In the future, thanks to the work of Prof. Kirsten and his colleagues, a kind of data pool with all available information could be created here, from which all existing data on a specific question can then be retrieved quickly. “In this way, correlations could be identified more quickly and easily and open questions answered,” Prof. Kirsten is convinced.

When using patient data, the high requirements of data protection in the healthcare sector must be observed. Anonymity must be maintained and the data must not leave the place where they were collected for treatment purposes. “These are demanding requirements that the data integration centers, also here at the UKL, are working on implementing,” says Kirsten. The task of his department is now to analyze this data merged in this way. To this end, suitable methods must first be developed and an infrastructure created that enables the collection and evaluation not only of the people of Leipzig, but ultimately of all data nationwide. To achieve this, Prof. Kisten and his colleagues from the SMITH consortium are working together with all other locations of the Medical Informatics Initiative. A current project is the “Personal Health Train” – a procedure that is intended to enable a phased evaluation of large amounts of data on site by carrying out an interim evaluation at the various centers, the results of which are then transported to the next data storage location. “In this way, the individual data of the patients do not leave the centers where they are collected and needed for treatment, but can be evaluated and processed in pseudonymized form,” explains Prof. Kirsten. Specifically, these are, for example, questions about the early detection of glaucoma and other eye diseases or the pattern recognition of rare leukodystrophies, which can thus be detected more quickly and treated better.
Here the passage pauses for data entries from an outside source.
Issue #1249, opened 2019-10-15
CritSection runaway with windows.wt missing on linux


baconpaul:
As reported by @codecollider in #1247 if you run surge on linux with the shared assets missing, you get a runaway in the critical section recursion. That's interesting and we should debug it one day, even though the proximate problem in #1247 was solved with better error reporting.

mkruselj:
@mvf since CriticalSection is now removed and replaced with std::mutex, is this issue still relevant?

baconpaul:
It is. In fact if this happens we will deadlock instead of run so we need to understand why it happened before 18 or change the mutex to recursive which sucks

mvf:
Yeah, would love to get to the bottom of this. Spent quite some time already trying to reproduce this with the current version by deleting `windows.wt` with 8f4e694f697871f8fb6896e6aad90d7aaea7700a reverted, then trying to load "Window" into the oscillator. Couldn't get it to deadlock/recurse yet but will poke around some more.

If we can't figure this out, this old issue alone wouldn't be reason enough for me personally to consider recursive mutex. What was once a bad code path should now be barred, and to the user both an endless loop and a deadlock manifest as a hang. So even if this strikes again it's not really a regression IMHO.

baconpaul:
I agree if we can't repro it we should go ahead
I also agree we should poke at it some more
I also agree we have time
So lets leave this open and we can poke at it some
:)

mkruselj:
Here's a thought. Why don't we actually subsume windows.wt into the binary itself? Then it's always gonna be available, no way to deadlock in that case?

baconpaul:
while that would solve the proximate problem
i want to understand why it recursed
in case it would in other failure cases

baconpaul:
So I just tried for another half hour to make this happen again
I am unable to
I conclude that fixes we put in other parts of the codes to pthis runaway which was hard to reproduce anyway
So I'm going to close it.

PR #2765, opened 2020-10-02
Remove CriticalSection, replace with std::mutex

mvf:
Didn't seem to be used recursively. If it is after all, that's a bug
that needs fixing. If it can't be fixed right away, there's always
std::recursive_mutex to restore the old behavior.


baconpaul:
Oooh would have been good to chat since there are recursive uses and I’ve never trapped them.

https://github.com/surge-synthesizer/surge/issues/1249 Gives you one example

What happens now if we do recourse? Deadlock?

src/common/gui/SurgeGUIEditor.cpp
```diff
@@ -51,6 +51,10 @@
 #include <stack>
 #include <unordered_map>
 
+#if WINDOWS
+#include <windows.h>
+#endif
```
baconpaul, line 56: Curious why?

mvf: This is for the definitions of `SYSTEMTIME`/`GetSystemTime`. Before, `windows.h` was included implicitly via `SurgeStorage.h`→`CriticalSection.h`.

baconpaul: Thanks!
We should move that to std::chrono one day

mvf:
> What happens now if we do recurse? Deadlock?

Yes, which is hopefully easy to debug. Recursive mutexes are a hack and especially bad in audio applications. It seems that the current known recursive use it not intentional though. I'll look into that.

src/common/gui/SurgeGUIEditor.cpp
baconpaul: we actually didn't need the time at all so just cleaned it up and pushed

PR #2771, opened 2020-10-03
CMake: Fix build when Git is missing or failing

### LINKED ISSUE #2681: Fails w/out git
When git returns an error code configure prints this:

```
CMake Error at cmake/versiontools.cmake:66 (if):
  if given arguments:

    "STREQUAL" "main"

  Unknown arguments specified
```

Both situations when git is missing and when git fails should be handled gracefully.

mvf:
Fixes #2681


baconpaul:
Thank you!

PR #2781, opened 2020-10-05
macOS, Linux: Move _aligned_malloc/free defines to globals.h

mvf:
OS-specific defines don't belong in compile options and CMake doesn't
support function-style defines in compile definitions.

### DIFF
--- a/CMakeLists.txt
+++ b/CMakeLists.txt
@@ -392,8 +392,6 @@ if( APPLE )
   set(OS_COMPILE_OPTIONS
     -fasm-blocks
     -msse2
-    "-D_aligned_malloc(x,a)=malloc(x)"
-    "-D_aligned_free(x)=free(x)"
     -Wno-deprecated-declarations
     -Werror=inconsistent-missing-override
     -Werror=logical-op-parentheses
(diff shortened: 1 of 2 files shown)


baconpaul:
Smart. Should have done this forever ago
I think only the quad filter unit uses this so one day we could even get rid of it altogether and just go with alignas directives i think.

mvf:
Thanks, not sure if I'd call this "smart", but it's a prerequisite for what I'm planning next... :suspect:

baconpaul:
ooooh ... do tell!

mvf:
Basically disentangle compiler and OS flags so the codebase can be organized better. Still fiddling with it though. Will definitely get your opinion first!

baconpaul:
Exciting

I don't know if you saw on discord, but I'm in the middle of a pretty major restructure of the UI code to finish the skin engine so we may end up conflicting if we don't stage it properly. Basically: I've asked for a moratorium on SGE, SurgePatch and Skin* for a few days. Just FYI.

mvf:
Yep, saw that. Not to worry, my changes are 100% CMake ATM, so not as exciting as "data driven skin engine". :wink:

baconpaul:
OK cool. I have a few new C++ files (of course) but I can do that merge trivially I am sure.

PR #2788, opened 2020-10-06
CMake: Abolish OS_COMPILE_OPTIONS

mvf:
(This is the sales pitch. See the commit message for some boring technical details. :wink:)

This PR tries to pave the way for addressing two issues with the Surge codebase:

#### 1: Every source file is rebuilt for every target

This is not only slow, but it also means interfaces are not enforced. Anything can include anything, see all feature macros, etc., making Surge hard to maintain.

To fix this, over time, we should start breaking the codebase down into libraries. These have to declare their dependencies and interfaces and are only built once. This change facilitates this by making compile options (not definitions though!) global so they apply to all CMake subdirectories.

#### 2: Compilers are tied to OSes

Currently compile options are defined in the OS-specific CMake parts, making it hard to support one compiler on multiple platforms. So for instance, Clang builds have stricter warnings on macOS than elsewhere.

This change moves the compile options out of the OS parts and into a hierarchy of `if`s:

- Clang or GCC
  - Clang
    - Apple Clang
  - GCC
- MSVC
  - Clang-CL

Options set at each level are inherited by more specific variants of the same compiler family. For instance, `-Werror` at the "Clang or GCC" level affects all variants of both Clang and GCC on all platforms. OS-specifics can still be applied in the branches as needed.

### DIFF
--- a/CMakeLists.txt
+++ b/CMakeLists.txt
@@ -15,6 +15,74 @@ if(NOT CMAKE_BUILD_TYPE)
 endif()
 
 project(Surge VERSION 1.8.0.0 LANGUAGES CXX ASM)
+
+set(CMAKE_CXX_EXTENSIONS OFF)
+if(APPLE)
+  set(CMAKE_CXX_STANDARD 14)
+else()
+  set(CMAKE_CXX_STANDARD 17)
+endif()
+
+if(CMAKE_CXX_COMPILER_ID MATCHES "Clang|GNU")
+  # Any Clang or any GCC
+  add_compile_options(
+    -Wno-multichar
+
+    # PE/COFF doesn't support visibility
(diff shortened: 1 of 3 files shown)


baconpaul:
Cool I will review this evening
Having at least the common and dsp code compile once would be great. I’ve wanted that forever but it is a lot of prying apart.... but worth doing

mvf:
Thank you! Sorry for being a bit short on Discord earlier. Had to run and was already late due to the AU issue. Reaper just managed to load my AU, so every 64-bit plugin type is now smoke-tested on every platform. Not sure what happened to that Azure job though... 🤔

baconpaul:
You weren't short! I'm kicking azure now. Seems like one of the windows jobs self-canceled?

baconpaul:
The azure failures are due to a pipeline resource being down at the last notify step; looks great otherwise so merging. Thanks!

Issue #2795, opened 2020-10-07
Channel Aftertouch is not smoothed in MPE mode


selenologist:
**Bug Description:**
In MPE mode, Channel Aftertouch is updated immediately without any smoothing, causing audible artifacts.
This is due to the use of a ModulationSource instead of a ControlModulationSource.

**Surge Version**
Noticed in NIGHTLY-2020-10-07-c91cd9c, LV2, 64-bit

**Reproduction Steps:**
Modulate filter cutoff over a large range with channel aftertouch. It will be smooth when MPE is disabled and blocky when it is enabled.

**Additional Information:**
I'm about to submit a fix ;). It was suggested that I post an issue anyway for completeness :)

selenologist:
Just making a note here that there's now a little bit of weirdness when MPE is turned on while a note is held - aftertouch seems to act like it's stuck at maximum. Toggling MPE while no notes are held fixes the issue. Interestingly, released notes (that are still consuming a voice) do not seem to cause the issue.

baconpaul:
Good to know, but I really don't think we need to worry about 'toggling MPE mode mid-voice' as a realistic performance or recording constraint. 

Thanks for the fix!!

PR #2798, opened 2020-10-07
Add smoothing to MPE Timbre.

selenologist:
ref https://github.com/surge-synthesizer/surge/issues/2795

Add smoothing to MPE timbre as well.

Some code was reorganised here to clean up and avoid repeating an if, AFAICT I haven't broken anything but could do with a second set of eyes.


baconpaul:
Looks correct to me. Happy to merge once CI completes. thanks!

In order to anchor such methods even more in medicine in the future, Leipzig University is offering the Master’s program in Medical Data Science from the winter semester, in which Prof. Kirsten is also involved. Here, scientists, but also doctors, are to be trained as experts for data collection and evaluation in order to be able to further advance the digitization of medicine for the benefit of patients.

“I am very much looking forward to my new task in this highly exciting field and hope for many network projects and application questions,” says Prof. Toralf Kirsten with a view to the development work that lies ahead of him. “Thanks to many existing projects, Leipzig has a very good basis for this, on which we will now build intensively.”


The aim of the Medical Informatics Initiative (MII) is to improve research opportunities and patient care through innovative IT solutions. These are intended to enable the exchange and use of data from health care, clinical and biomedical research across the boundaries of institutions and locations. The Federal Ministry of Education and Research (BMBF) is funding MII with over 160 million euros until 2021. In the four consortia DIFUTURE, HiGHmed, MIRACUM and SMITH, all institutions of the University Medical Center in Germany work together with research institutions, companies, health insurance companies and patient representatives at over 30 locations to develop the framework conditions so that findings from research can reach the patient directly. Data protection and data security have the highest priority.

The Smart Medical Information Technology for Healthcare (SMITH) consortium brings together nine university hospitals and nine other partners from research and industry. SMITH will be funded by the BMBF from 2018 to 2021 with a total funding volume of approx. 45 million.